Expectations are high for Katie Ledecky at the Rio Olympics.
After sweeping the 200-, 400-, 800-, and 1,500-meter freestyles at the 2015 World Championships and setting world records in the 400, 800, and 1,500, anything short of dominance in Rio will be a disappointment.
Yet prior to Ledecky’s rise to becoming the best female swimmer — and arguably the best swimmer overall — in the world, she made a not-so-minor change to her approach that fuelled her greatness.
According to Washington Post’s Dave Sheinin, during a practice in 2011, Ledecky was challenged to swim laps in fewer strokes and often had to lunge at the wall to complete the lap. Her then-coach Yuri Suguiyama had been theorizing that Ledecky would benefit from a “gallop” or “hitch” stroke, similar to how male swimmers like Michael Phelps swim.
The drill proved his theory.
Sheining describes the stroke as more “syncopated” than “metronomic.” ESPN’s Philip Hersh notes that her left arms stays on top of the water slightly longer than her right. It also involves her legs more and requires increased coordination from her arms through her hips and legs to prevent drag.
Ledecky told Sheinin, “[Suguiyama] said, “Ooh, that stroke looked really good. Let’s try to hold that for a whole 125.'”
However, Suguiyama said it was intentional after studying her stroke:
“She was swimming more like a classic female distance swimmer. She would breathe to both sides. She had kind of a sporadic kick, or what we call a two-beat kick. And I don’t know — I just didn’t like the way she swam…. I think I was watching a Phelps race from 2007. His legs were moving the entire time. He had a nice little hitch, or a gallop, and I was like, man, Katie could swim that way…. It just takes advantage of the aggression and the kind of fury that she swims with.”
Ledecky’s current coach Bruce Gemmell told Hersh: “She grabs water and pulls like a rock climber. Everyone else’s hand moves through the water. She moves her body past her hand.”

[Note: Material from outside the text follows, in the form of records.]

PR #620, opened 2025-07-28
localnode: dynamically generate private keys and addresses

### LINKED ISSUE #618: localnet: remove hardcoded addresses for pop miner
### Confirmation

### Problem

PoP miner addresses for both BTC and ETH are derived from the same private key. These addresses are used in localnet e2e testing. However, they are hardcoded in a few spots that could otherwise be dynamically derived from the private key.

### Suggested solution

Change the spots in the code that use hardcoded values for the addresses. Namely [here](https://github.com/hemilabs/heminetwork/blob/e2e1395825880a1d857149ad9209e02d160cf3ad/e2e/.env#L4), [here](https://github.com/hemilabs/heminetwork/blob/e2e1395825880a1d857149ad9209e02d160cf3ad/e2e/monitor/main_test.go#L51), and [here](https://github.com/hemilabs/heminetwork/blob/e2e1395825880a1d857149ad9209e02d160cf3ad/e2e/monitor/main.go#L320C1-L320C88).

### Additional Information

_No response_

AL-CT:
Fixes #618
Localnet tests passing [here](https://github.com/hemilabs/heminetwork/actions/runs/16593817373/job/46935605434)

**Changes:**
Removes hardcoded private key and btc / eth addresses in `e2e` and replaces them with dynamically generated values, passed through env variables.


e2e/monitor/main_test.go
```diff
@@ -46,12 +47,14 @@ import (
 )
 
 const (
-	localnetPrivateKey = "dfe61681b31b12b04f239bc0692965c61ffc79244ed9736ffa1a72d00a23a530"
 	retries            = 10
-	btcAddress         = "mw47rj9rG25J67G6W8bbjRayRQjWN5ZSEG"
+	localnetPrivateKey = "dfe61681b31b12b04f239bc0692965c61ffc79244ed9736ffa1a72d00a23a530"
```
ClaytonNorthey92, line 53: nit: we may want to leave a comment as to why this is still hard-coded; if I am not mistaken, it's the eth dev pre-funded private key and shouldn't change with our changes.  it's used to create txs

ClaytonNorthey92 (approved):
nice 💪

e2e/monitor/main_test.go
joshuasing: Agreed - adding a comment here would be best to prevent any future confusion.

AL-CT: Fixed 👍

marcopeereboom (changes requested):
Why aren't you using keygen instead of making a new gen.go?

marcopeereboom (approved):

PR #635, opened 2025-08-01
mock: limit number of new keystone notifications

### LINKED ISSUE #632: popm: fragile test: TestTickingPopMiner
### Confirmation

### Describe the bug

example of fragile test failing here https://github.com/hemilabs/heminetwork/actions/runs/16657958021/job/47147698978?pr=631

### Expected behaviour

tests should not be fragile

### Environment

Version: 
Operating System: 
Architecture: 

### Additional Information

_No response_

AL-CT:
**Summary**
Once a pop miner sends a subscription request to `mock opgeth`, it will periodically send new keystone notifications until the connection ends. This can cause some issues with tests, as popm will constantly be running the same logic, which requires a lock, and may prevent other parts of the code from executing.

Should fix #632

**Changes**
Be explicit about how many keystones are "available" from the list used by `mock opgeth`, and only send notifications until all keystones become available.

Also added some stronger logging for `TestTickingPopMiner` as that test seems particularly fragile.

### DIFF
--- a/api/auth/secp256k1.go
+++ b/api/auth/secp256k1.go
@@ -1,4 +1,4 @@
-// Copyright (c) 2024 Hemi Labs, Inc.
+// Copyright (c) 2024-2025 Hemi Labs, Inc.
 // Use of this source code is governed by the MIT License,
 // which can be found in the LICENSE file.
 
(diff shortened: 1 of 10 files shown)


marcopeereboom (changes requested):
I want to have a go at this before approving. This feels artificial.

PR #660, opened 2025-08-19
tbc: add "not allowed in external-header mode" error type

### LINKED ISSUE #551: tbc: add "not allowed in external-header mode" error type
### Confirmation

### Problem

There are multiple instances of methods in tbc that are not allowed when in external-header mode. We should create an error type for this. [This](https://github.com/hemilabs/heminetwork/blob/af45269e28a743a6004009858ae0e99593cdab86/service/tbc/tbc.go#L1888) and [this](https://github.com/hemilabs/heminetwork/blob/af45269e28a743a6004009858ae0e99593cdab86/service/tbc/tbc.go#L1913) are good examples.

### Suggested solution

Create a new error type.

### Additional Information

_No response_

Dzmitryy1812:
Adds a typed error for operations not allowed while TBC runs in External Header Mode, enabling precise errors.Is checks and clearer messages. Fixes #551.

Add ExternalHeaderNotAllowedError in service/tbc/tbc.go with Error() and Is() to support errors.Is(err, &ExternalHeaderNotAllowedError{}).
Return ExternalHeaderNotAllowedError when External Header Mode is enabled for:
- BlockByHash
- KeystonesByHeight
- BlocksMissing
- BalanceByAddress
- BalanceByScriptHash
- UtxosByAddress
- ScriptHashAvailableToSpend
- SpentOutputsByTxId
- BlockInTxIndex
- BlockHashByTxId
- TxById
- TxBroadcastAllToPeer
- TxBroadcast
- FeesByBlockHash
- FullBlockAvailable
- Run
Update tests in service/tbc/tbc_test.go to assert the new error type.

### DIFF
--- a/service/tbc/tbc.go
+++ b/service/tbc/tbc.go
@@ -1823,7 +1823,7 @@ func (s *Server) BlockByHash(ctx context.Context, hash chainhash.Hash) (*btcutil
 	defer log.Tracef("BlockByHash exit")
 
 	if s.cfg.ExternalHeaderMode {
-		return nil, &ExternalHeaderNotAllowedError{Op: "BlockByHash"}
+		return nil, NewExternalHeaderNotAllowedError("BlockByHash")
 	}
 
 	return s.db.BlockByHash(ctx, hash)
@@ -1836,7 +1836,7 @@ func (s *Server) KeystonesByHeight(ctx context.Context, height uint32, depth int
 	defer log.Tracef("KeystonesByHeight exit")
 
 	if s.cfg.ExternalHeaderMode {
-		return nil, &ExternalHeaderNotAllowedError{Op: "KeystonesByHeight"}
+		return nil, NewExternalHeaderNotAllowedError("KeystonesByHeight")
 	}
 
 	return s.db.KeystonesByHeight(ctx, height, depth)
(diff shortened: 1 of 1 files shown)


service/tbc/tbc.go
```diff
@@ -103,6 +103,26 @@ var (
 	fixupStrategy = 3 // Do not touch unless your name is marco
 )
 
+// ExternalHeaderNotAllowedError is returned when an operation is invoked
+// that is not allowed while TBC is running in External Header Mode.
+type ExternalHeaderNotAllowedError struct {
+	Operation string
```
joshuasing: I think `Operation` could be shortened to `Op` (this is common in some errors from Go stdlib).
```suggestion
	Op string
```

service/tbc/tbc_test.go
joshuasing, line 1: Could the underscores `_` be removed from the test function names?

joshuasing (changes requested):
Thanks for taking the time to contribute!

joshuasing:
My change suggestion only changes the struct field name. Please make sure to update usage.

service/tbc/tbc_test.go
Dzmitryy1812: Thanks, I fixed it.

Dzmitryy1812:
corrected it

service/tbc/tbc.go
```diff
@@ -1795,7 +1823,7 @@ func (s *Server) BlockByHash(ctx context.Context, hash chainhash.Hash) (*btcutil
 	defer log.Tracef("BlockByHash exit")
 
 	if s.cfg.ExternalHeaderMode {
-		return nil, errors.New("cannot call BlockByHash on TBC running in External Header mode")
+		return nil, &ExternalHeaderNotAllowedError{Op: "BlockByHash"}
```
joshuasing: Now that we have a creator function, `NewExternalHeaderNotAllowedError` - we can use it instead of creating the error directly (repeat for each `&ExternalHeaderNotAllowedError{Op: "Name"}` use)
```suggestion
		return nil, NewExternalHeaderNotAllowedError("BlockByHash")
```

PR #662, opened 2025-08-20
tbc: add indexer abstraction layer

marcopeereboom:
This abstraction is needed to find the subtle differences between the various indexers. The surrounding code is 99.9% the same and the copy paste to add a new indexer is very error prone. Finally bite the bullet and move on making this code use the same code path.

After this pile of shit has settled we can make a proper indexer interface.


service/tbc/indexer.go
```diff
@@ -196,25 +228,24 @@ func wind(ctx context.Context, i Indexer, startBH, endBH *tbcd.BlockHeader) erro
 
 	// Allocate here so that we don't waste space when not indexing.
 	// XXX the cache *really* should become a list methinks.
-	es := i.cache().Generic()
-	defer i.cache().Clear()
+	defer i.cacheFlush()
```
marcopeereboom: I don't think this is right. The cache MUST be allocated on the stack to help gc. It is also has a very large capacity so when not indexing we need to recoup that memory.

service/tbc/indexer.go
```diff
@@ -84,18 +85,69 @@ type Indexer interface {
...
-	cacheFlush()
+	geometry geometryParams
+	genesis  *HashHeight
 
-	// XXX i would be tickled if we can get rid of these inside the interface
-	geometry() geometryParams                          // Return geometry parameters
-	commit(context.Context, int, chainhash.Hash) error // Commit index cache to disk
-	genesis() *HashHeight                              // Genesis override, like hemi
+	p     indexer
+	cache indexerCache
```
marcopeereboom: Again, cache needs to live on the stack.

service/tbc/indexer.go
```diff
@@ -449,7 +449,7 @@ func (c *indexerCommon) parseBlocks(ctx context.Context, endHash *chainhash.Hash
 		}
 
 		// Move to next block
-		hh, err = nextCanonicalBlockheader(ctx, c.geometry, endHash, hh)
```
marcopeereboom: haha you are an odd one. Previous commit you made the code wide by adding `Index` to an interface that is always just Index and now you remove the hint by shortening the name of what we are passing in.

service/tbc/keystoneindex.go
```diff
@@ -31,26 +30,23 @@ var (
...
 		enabled: enabled,
-		geometry: geometryParams{
-			db:    db,
-			chain: chain,
-		},
-		p:     ki,
-		cache: ki.cache,
+		g:       g,
+		p:       ki,
+		cache:   ki.cache,
```
marcopeereboom: hmmm, does this mean the cache goes out of scope when the indexer exits?

service/tbc/tbc.go
```diff
@@ -2725,11 +2725,11 @@ func (s *Server) dbOpen(ctx context.Context) error {
...
 		s.fixupCache = s.fixupCacheChannel
 	}
-	s.ui = NewUtxoIndexer(s.g.chain, s.cfg.MaxCachedTxs, s.g.db, s.fixupCache)
-	s.ti = NewTxIndexer(s.g.chain, s.cfg.MaxCachedTxs, s.g.db)
-	if s.cfg.HemiIndex {
-		s.ki = NewKeystoneIndexer(s.g.chain, s.cfg.MaxCachedKeystones,
-			s.g.db, s.cfg.HemiIndex, s.hemiGenesis)
+	s.ui = NewUtxoIndexer(s.g, s.cfg.MaxCachedTxs, s.fixupCache)
+	s.ti = NewTxIndexer(s.g, s.cfg.MaxCachedTxs)
+	if s.cfg.HemiIndex { // TODO: nil if not enabled, but we pass enabled into the indexer?
```
marcopeereboom: I don't understand this comment.

joshuasing: `HemiIndex` is always true inside this `if` statement, however we are still passing it into the Keystone indexer and the Indexer has an `Enabled() bool` function.

marcopeereboom: hmmm ok, do as you please here. Just make sure to test in tbcd.

service/tbc/indexer.go
```diff
@@ -0,0 +1,563 @@
...
+func (c *Cache[K, V]) Map() map[K]V {
+	return c.m
+}
+
+type Indexer interface {
+	// Enabled returns whether the indexer is enabled.
+	Enabled() bool
+
+	// Indexing returns whether the indexer is currently indexing.
+	Indexing() bool
```
joshuasing, line 67:
```suggestion
	// IsEnabled returns whether the indexer is enabled.
	IsEnabled() bool

	// IsIndexing returns whether the indexer is currently indexing.
	IsIndexing() bool
```

service/tbc/indexer.go
```diff
@@ -0,0 +1,563 @@
...
+		cached, _, pct := cache.Stats()
+		log.Infof("%v indexer blocks processed %v in %v cached %v (%v%%) avg/blk %v",
+			c, blocksProcessed, time.Since(start), cached, pct, cached/blocksProcessed)
+
+		// Flush to disk
+		start = time.Now()
+		if err := c.p.commit(ctx, 1, last.Hash, cache); err != nil {
+			return fmt.Errorf("block %v update: %w", c, err)
+		}
+		// TODO: do we need to clear the cache here?
```
joshuasing: @marcopeereboom Please check this

service/tbc/indexer.go
```diff
@@ -0,0 +1,563 @@
...
+		cached, _, pct := cache.Stats()
+		log.Infof("%v unwinder blocks processed %v in %v cached %v cache (%v%%) avg/blk %v",
+			c, blocksProcessed, time.Since(start), cached, pct, cached/blocksProcessed)
+
+		// Flush to disk
+		start = time.Now()
+		if err = c.p.commit(ctx, -1, last.Hash, cache); err != nil {
+			return fmt.Errorf("block %v update: %w", c, err)
+		}
+		// TODO: do we need to clear the cache here?
```
joshuasing: @marcopeereboom Please check this

service/tbc/tbc.go
```diff
@@ -135,6 +135,36 @@ func init() {
 	}
 }
 
+type HashHeight struct {
+	Hash      chainhash.Hash `json:"hash"`
+	Height    uint64         `json:"height"`
+	Timestamp int64          `json:"timestamp"` // optional
```
joshuasing:
```suggestion
	Timestamp int64          `json:"timestamp,omitempty"` // optional
```

service/tbc/tbc.go
joshuasing: Need to fix this.

service/tbc/tbc.go
```diff
@@ -2734,7 +2920,10 @@ func (s *Server) Run(pctx context.Context) error {
 		return fmt.Errorf("df: %w", err)
 	}
 	if df != 0 {
-		blockPerDay := uint64(24 * time.Hour / s.chainParams.TargetTimePerBlock)
+		if s.g.chain == nil {
+			panic("gfy")
+		}
```
joshuasing: Was this temporary or for debugging? If not, we should use a useful error message here.

service/tbc/utxoindex.go
```diff
@@ -0,0 +1,341 @@
...
+		// This happens when a transaction is created and spent in the
+		// same block.
+		// XXX this is probably too loud but log for investigation and
+		// remove later.
+		log.Debugf("db missing pkscript: %v", op)
+		return
+	}
+	s.mtx.Lock()
+	utxos[op] = tbcd.NewDeleteCacheOutput(*sh, op.TxIndex())
+	s.mtx.Unlock()
```
joshuasing, line 203: Why does this use the server's mutex?

service/tbc/utxoindex.go
```diff
@@ -0,0 +1,341 @@
...
+				utxos[op] = tbcd.NewDeleteCacheOutput(tbcd.NewScriptHashFromScript(txOut.PkScript),
+					op.TxIndex())
+			}
+		}
+	}
+
+	return nil
+}
+
+func (s *Server) fetchOPParallel(ctx context.Context, c chan struct{}, w *sync.WaitGroup, op tbcd.Outpoint, utxos map[tbcd.Outpoint]tbcd.CacheOutput) {
```
joshuasing, line 181: Is there a reason for all of the below functions to be receivers on the `Server` struct? I believe these should all be separated unless they are explicitly required by the Server as well as the UTXO indexer. If they are required by both, ideally they should not be receivers.

The only usage of `s` I am seeing is for `s.mtx`, which I don't believe is necessary in most cases.

joshuasing (changes requested):

service/tbc/indexer.go
marcopeereboom: No java :-P

service/tbc/tbc.go
marcopeereboom: Dealer's choice.

service/tbc/indexer.go
marcopeereboom: Fixed.

service/tbc/indexer.go
marcopeereboom: Fixed

service/tbc/tbc.go
marcopeereboom: Removed.

service/tbc/utxoindex.go
marcopeereboom: I agree with this but let's do this in a separate PR.

service/tbc/utxoindex.go
marcopeereboom: left a XXX to do this in a separate PR.

service/tbc/geometry.go
```diff
@@ -0,0 +1,404 @@
...
+func (e NotLinearError) Error() string {
+	return string(e)
+}
+
+func (e NotLinearError) Is(target error) bool {
+	_, ok := target.(NotLinearError)
+	return ok
+}
+
+var ErrNotLinear = NotLinearError("not linear")
```
AL-CT, line 114: I don't think this is used outside of tests. Probably remove it or instead remove NotLinearError and instead:
```
var ErrNotLinear = errors.New("not linear")
```
And wrap ErrNotLinear using fmt.Errorf for specific use cases

service/tbc/geometry.go
```diff
@@ -0,0 +1,404 @@
...
+		if bhb.Hash.IsEqual(genesisHash) {
+			return false, nil
+		}
+		if bhb.Hash.IsEqual(&bh.Hash) {
+			return true, nil
+		}
+	}
+}
+
+// findCommonParent find the common parrent between the two provided
```
AL-CT:
```suggestion
// findCommonParent find the common parent between the two provided
```

service/tbc/indexer.go
```diff
@@ -0,0 +1,563 @@
...
+func (aie AlreadyIndexingError) Error() string {
+	return string(aie)
+}
+
+func (aie AlreadyIndexingError) Is(target error) bool {
+	_, ok := target.(AlreadyIndexingError)
+	return ok
+}
+
+var ErrAlreadyIndexing = AlreadyIndexingError("already indexing")
```
AL-CT: ErrAlreadyIndexing is the only instance of AlreadyIndexingErr
```suggestion
var ErrAlreadyIndexing = errors.New("already indexing")
```

service/tbc/indexer.go
```diff
@@ -0,0 +1,563 @@
...
+func (c *indexerCommon) evaluateBlockHeaderIndex(bh *tbcd.BlockHeader, err error) (*tbcd.BlockHeader, error) {
+	if err != nil {
+		if !errors.Is(err, database.ErrNotFound) {
+			return nil, err
+		}
+		bh = &tbcd.BlockHeader{
+			Hash:   *c.g.chain.GenesisHash,
+			Height: 0,
+			Header: h2b(&c.g.chain.GenesisBlock.Header),
+		}
```
AL-CT, line 172: Should this be hemiGenesis for keystoneIndexer?

marcopeereboom: yeah someone broke that methinks

marcopeereboom: This threw me for a loop but this is below it:
```
        } else {
                // Some indexers use a different genesis, e.g. keystones. Will
                // be nil if there is no override.
                if override := c.genesis; override != nil {
                        hh = override
                }
        }
```

service/tbc/geometry.go
marcopeereboom: No, we may need it.

PR #665, opened 2025-08-29
Add database interface for upcomming ZK work

marcopeereboom:
**Summary**
The upcoming ZK work will require extremely heavy database workloads. Implement a generic database layer that can be used with various key/value stores, including caches and in-memory stores. This way we can fine-tune whichever type of storage we need to whichever workload we encounter.

A nice side effect of this is that we can do some neat things. For example, we can create a database that replicates itself.


marcopeereboom:
This has been split into various PRs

Below, the stroke can be seen during Ledecky’s 800-meter swim at the 2016 Arena Pro Swim Series. Note how her left arms drags and stays on top of the water longer than her right and how she continuously breathes from her right side:
The timing wasn’t coincidental, either. The change took place in 2011, months before the 2012 Olympics, where Ledecky captured her first gold as a 15-year-old in the 800-meter freestyle. From there, she began her ascent.
As Connor Jaeger, a U.S. Olympic swimmer, told Sheinin, “Her stroke is like a man’s stroke. I mean that in a positive way. She swims like a man.”
It’s fitting, then, that Ledecky trains with men and often beats them in the pool, according to Hersh.
“She’ll literally beat all the guys in the workout, and it looks like it’s nothing, like she is barely breathing,” Phelps told Hersh.
Expectations are undoubtedly high for Ledecky at Rio, and justifiably so. Watching her attempt to live up to those expectations will be one of the must-watch stories of the Olympics.